Por isso, pra mim, se essa foi uma tentativa de defender o legado literário de Drummond, que segue incontestável e admirado até pelos estudantes jovenzinhos atuais, que em geral entendem a proporção da coisa e também têm bem resolvida essa questão de “separar a obra do artista”, nem pra isso serviu muito. Defender o mérito de Drummond como poeta não significa coloca-lo numa posição de santidade inatacável ou tentar admirá-lo de um “não-lugar”, uma espécie de outra dimensão em que a criação artística nada tem a ver com o contexto histórico, social, econômico, de uma época.
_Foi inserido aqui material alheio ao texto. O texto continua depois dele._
PR #1105, opened 2025-07-22
CMake: Use absolute path for KOS variables

pcercuei:
The CMAKE_INSTALL_BINDIR and CMAKE_INSTALL_LIBDIR require absolute paths. Address this issue by using absolute paths for all KOS variables that contain paths.


gyrovorbis (approved):
Good call. Not sure why TF I never encountered that, but thanks for fixing!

Se foi uma tentativa de defender os professores que só estão tentando levar conhecimento pra esses jovens de hoje em dia que não sabem de nada, para serem atacados, também acho que errou bem o alvo. Como sabemos, quem coloca os professores como alvo é a extrema-direita. E os professores que eu estou tendo na Letras todos parecem estar entendendo que é preciso falar sobre todas essas questões pois é uma demanda dos alunos, mas estão conseguindo levar bem, felizmente evitando cair nesse narcisismo de achar que “na minha época é que era bom” e ouvindo de forma generosa os alunos.
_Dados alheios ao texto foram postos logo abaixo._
PR #1108, opened 2025-07-26
dmac: Restrict dma_init back to NAOMI.

QuzarDC:
Reverts the behavior change from #983 that had
KOS performing the same initialization steps on
DC as NAOMI. This was breaking PVR dma as seen
via the dma speedtest example.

E se foi uma crítica à geração atual, acho que tem muita coisa que pode-se criticar sim, mas pra isso, é preciso minimamente conhecer quem é essa garotada no mundo real, as pressões econômicas e sociais, o contexto político, e porque questões como racismo, misoginia, homofobia, capacitismo, decolonialismo, parecem ter tomado tanta relevância e porque a reivindicação de direitos para parcelas da população que até hoje teve direitos negados é vista como uma ameaça por quem sempre teve todos esses direitos “dados de barato”, mas só pra eles, e agora imaginam que, se o jogo virou, fatalmente passarão a ser perseguidos e discriminados.
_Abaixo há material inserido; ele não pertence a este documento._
Issue #1092, opened 2025-07-09
KOS hangs if dctool-ip-siz is used with network based code without forcing `-l` for legacy packet size


QuzarDC:
Moop's updates to dctool-ip expanded the packet size from the legacy size of 1024 supported by mainline dctool-ip. It provides a flag `-l` that can be used to force this legacy mode, but without it KOS will hang in most network functionality. This is because `fs_dclsocket` hard-codes the legacy size for its packets.

This is still supported by our mainline dctool-ip, but most use the newer Siz repo. So some possible work to be done:
1) Update `fs_dclsocket` to be compatible with the larger packet sizes.
2) Update dctool-ip-siz' detection mechanism to work properly in this mode.

More investigation would be needed to address this, but generally the common knowledge for years has been that if you use dctool-ip then you cannot also be using KOS net, while that isn't true. It will work with mainline dctool-ip without disconnecting the console, and will work with the siz version as well as long as the `-l` flag is passed to force legacy compatibility.

PR #1110, opened 2025-07-27
dcload driver refactor

QuzarDC:
Mostly an internal refactoring of the functionality around dcload. Each commit has details of its purpose, but there were a few general goals:
- Disentangle the dcload vfs from a general driver for the dcload syscall.
- Refactor the dcload syscall functionality to match other syscalls.
- Provide access to previously unused dcload commands (chdir, chmod, fstat, time, utime, and exit), and a simpler path for adding new ones.
- Redo concurrence protection which was not being split between protecting the syscall and protecting the FS elements.
- General code health (stdint types, whitespace, removing junk).

The next step I had in mind was to see about replacing the functionality of `fs_dclsocket` entirely and refactor its behavior to happen at the syscall level rather than entangled again with a vfs. Per #1092 would also be looking to ensure it can use the new packet sizes so thought the amount of changes would merit splitting it out rather than having it together with these.


kernel/arch/dreamcast/hardware/dcload.c
```diff
@@ -0,0 +1,134 @@
...
+static int dcload_syscall(dcload_cmd_t cmd, void *param1, void *param2, void *param3) {
+    uintptr_t *syscall_ptr = (uintptr_t *)VEC_DCLOAD;
+    int (*syscall)() = (int (*)())(*syscall_ptr);
+
+    /* Disable IRQs until the syscall returns */
+    irq_disable_scoped();
+
+    /* Ensure that the FIFO buffer is clear */
+    /* XXX - Is this needed? It seems like something only for serial. */
+    while(FIFO_STATUS & FIFO_SH4)            ;
```
DC-SWAT, line 33: I don't see any point in waiting for SH4 FIFO here, including for serial.

QuzarDC: It occurs to me this *might* be intended for `dcload-ip` as a primitive version of `g2_lock`, to help prevent the possibility of breaking in-progress writes. If so though, that should be handled on the dcload side.

Will try to do some testing without it, but may leave removing it to a follow-up PR just to reduce the chance of breakage, and not holding up the rest of the refactoring and cleanup.

DC-SWAT: I just looked at the BBA driver in dcload and realized that they are really cruel to the G2 bus. There are no locks, FIFOs or DMA pauses at all. There is only hope that when the dcload system call is called, interrupts are turned off (which, by the way, leads to lags) and here there is a wait for FIFO, however, once, and not every 8x32-bit words.
Now it is clear why audio streaming does not work with dcload. We need to add to g2_lock(), g2_read() and g2_write() inside dcload, like in KOS, and not turn off interrupts when calling dcload syscall, just sync g2_lock() with KOS by some way.

QuzarDC: After doing some more looking about this, I agree entirely it's something needed but certainly wouldn't be something to hold this cleanup/refactor back.

I've created a new issue #1176 so that we can have some tracking and visibility of the future work needed.

QuzarDC:
Force-pushed to remove conflict created by #1168 and created new issue to track synchronization problems discussed in the comments above.

QuzarDC:
Force-pushed to correct typo of `chmod` rather than `dcload_chmod`.

QuzarDC:
Force pushed to incorporate the offered update in #1206 . Additionally, had to make a further adjustment due to a merge conflict for an include and updated all the intermediate commits to ensure they build. I had originally tested this only with `stable` gcc 13 but on 14 some warnings had become errors.

kernel/arch/dreamcast/fs/fs_dcload.c
```diff
@@ -101,35 +86,19 @@ static void *fs_dcload_open(vfs_handler_t *vfs, const char *fn, int mode) {
             return (void *)NULL;
```
pcercuei, line 87: Leaking memory here ("entry" is not freed).

QuzarDC: Fixed in latest foce-push.

pcercuei (approved):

A geração Z que tá chegando agora nas universidades – embora todo esse lance de Millenial, Geração X, Geração Z também seja algo muito mais do contexto americano que a gente importa sem pensar muito – é a geração que vai enfrentar o fim do trabalho com o avanço da AI e automação, mais mudanças climáticas, mais uma situação de estagnação econômica e avanço da desigualdade que parece irreversível, mais a ameaça também permanente da extrema-direita e do nazifascismo, e tá querendo só ser jovem e viver e questionar e amar e curtir literatura e também entender o contexto social em que ela é produzida. Claro que, como qualquer jovem de qualquer época, vão ter ideias equivocadas, falar besteira – e pela minha experiência vejo que a minha geração era bem pior nesses quesitos.
O mais legal de estar fazendo uma segunda faculdade com 40 anos é ver em como muita coisa evoluiu desde 2002, quando eu entrei pela primeira vez naquele campus. A transformação trazida pelas cotas é gritante, e pra muito melhor. A organização das mulheres, que eu vi começando lá atrás e, como jovem besta que era, via com certo desdém, deu muitos frutos e melhoraram muito a experiência de estar na universidade para elas. A evolução na questão das identidades de gênero e sexuais também é gritante, e não nego que às vezes tomo uns sustos, só depois pra pensar “olha como eu ainda sou meio besta por achar isso estranho”.
Enfim, só digo que A BASE VEM FORTE, a geração Z parece ter uma ligação forte com a X, outra que cresceu com estagnação econômica e NO FUTURE, e reagiu produzindo coisa legal na contracorrente. Eu acredito é na rapaziada.